Model results indicate that flooding exacerbates accessibility losses in Antakya’s earthquake-damaged transportation network, where recovery depends on a limited number of structurally critical corridors. Accessibility impacts are unevenly distributed, with temporary shelters and essential services, some of which are located in flood-exposed areas, becoming intermittently inaccessible when key routes are impassable. Our findings reveal that even seemingly localized flood events along these corridors can trigger systemic network effects, rerouting flows onto longer secondary paths, increasing travel distances, and isolating already vulnerable communities during the recovery process. 

Beyond physical damage, observations from the field trip suggest that residents and displaced communities have adapted to this uncertainty by informally sharing real-time routing information through social media and messaging platforms. This emergent bottom-up coordination reflects community adaptive capacity in navigating infrastructure constraints during the intermediate recovery phase, where road accessibility changes frequently due to ongoing reconstruction and intermittent disruptions. 

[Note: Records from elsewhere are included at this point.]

PR #1226, opened 2023-09-27
Add test stack remover script

moskyb:


utils/test-stack-remover.sh
```diff
@@ -0,0 +1,17 @@
+#!/usr/bin/env bash
+
+# The CI for this repo can sometimes leave some stacks lying around - every couple of months we need to clean them up.
+# This script will delete any stacks that are in DELETE_FAILED state, that contain the word _test_ in their name, and
+# that are not autoscaling stacks (these are child stacks that will be deleted when their parent is deleted)
+
+# no -u, as we rely on the $ROLE_ARN variable being passed in
```
triarius, line 7: Shouldn't this be the ideal use case for `set -u`? If the `ROLE_ARN` not in the env, it will error, if it is not, it will not. Then you're prevented from unintentionally invoking the aws cloudformation command with an empty argument.

I ran shellcheck locally on this with `set-u` and it didn't find any problems.

utils/test-stack-remover.sh
```diff
@@ -0,0 +1,17 @@
...
+set -eo pipefail
+
+aws cloudformation list-stacks \
+| jq -r ".StackSummaries[] | {StackName, StackStatus} | select(.StackStatus == \"DELETE_FAILED\").StackName" \
+| rg test \
+| rg -vi autoscaling \
+| sort | uniq \
+| xargs -t -I {} aws cloudformation delete-stack \
+  --stack-name {} \
+  --role-arn "$ROLE_ARN"
```
triarius, line 17: Unfortunately, shfmt will now ask that it look like:
```suggestion
  | jq -r ".StackSummaries[] | {StackName, StackStatus} | select(.StackStatus == \"DELETE_FAILED\").StackName" \
  | rg test \
  | rg -vi autoscaling \
  | sort | uniq \
  | xargs -t -I {} aws cloudformation delete-stack \
    --stack-name {} \
    --role-arn "$ROLE_ARN"
```

triarius: But a rebase is a good idea too.

utils/test-stack-remover.sh
moskyb: oh duh, onbiously 🤦

utils/test-stack-remover.sh
moskyb: fixed! i also changed the `rg` calls to `grep` cals - it's more likely to be installed

triarius (approved):
Thanks 💖

PR #1230, opened 2023-10-02
Improve logging for startup scripts on linux

triarius:
Prior to this PR, the startup scripts had tracing enabled (set -x) which made them difficult to read. This PR disables tracing and adds manual logging to the startup scripts.

I've tried to log before performing an action, and log if it fails. If a file is written to, I also try to log what was written. If you compare the output of these logs (the cloudwatch log group `/buildkite/elastic-stack/<instance-id>`) before an after this PR, the after has more information and is easier to follow (IMO).

#### Before
2023-10-02T22:30:17,887170592+11:00

#### After
2023-10-02T22:27:33,246787488+11:00

I've also removed some use of `>&2`, see https://github.com/buildkite/elastic-ci-stack-for-aws/pull/1230/commits/e8184d8ff077abdce8cdd0ee2336105196762aed.

### DIFF
--- a/packer/linux/conf/bin/bk-configure-docker.sh
+++ b/packer/linux/conf/bin/bk-configure-docker.sh
@@ -17,7 +17,7 @@ on_exit() {
   echo "${BASH_SOURCE[0]} completed successfully."
 }
 
-trap on_exit EXIT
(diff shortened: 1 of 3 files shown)


moskyb (approved):
this is way better!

Overall, the results suggest that recovery trajectories can become more fragile during the intermediate recovery phase, when infrastructure systems are partially restored but remain structurally and operationally weakened by prior damage. In this state, systems have a reduced capacity to absorb any additional hazards, meaning that flooding can generate impacts that exceed those expected under normal system operations. The findings contribute empirical evidence to debates on systemic resilience and highlight the importance of moving beyond single-hazard recovery strategies toward multi-hazard, network-aware assessments.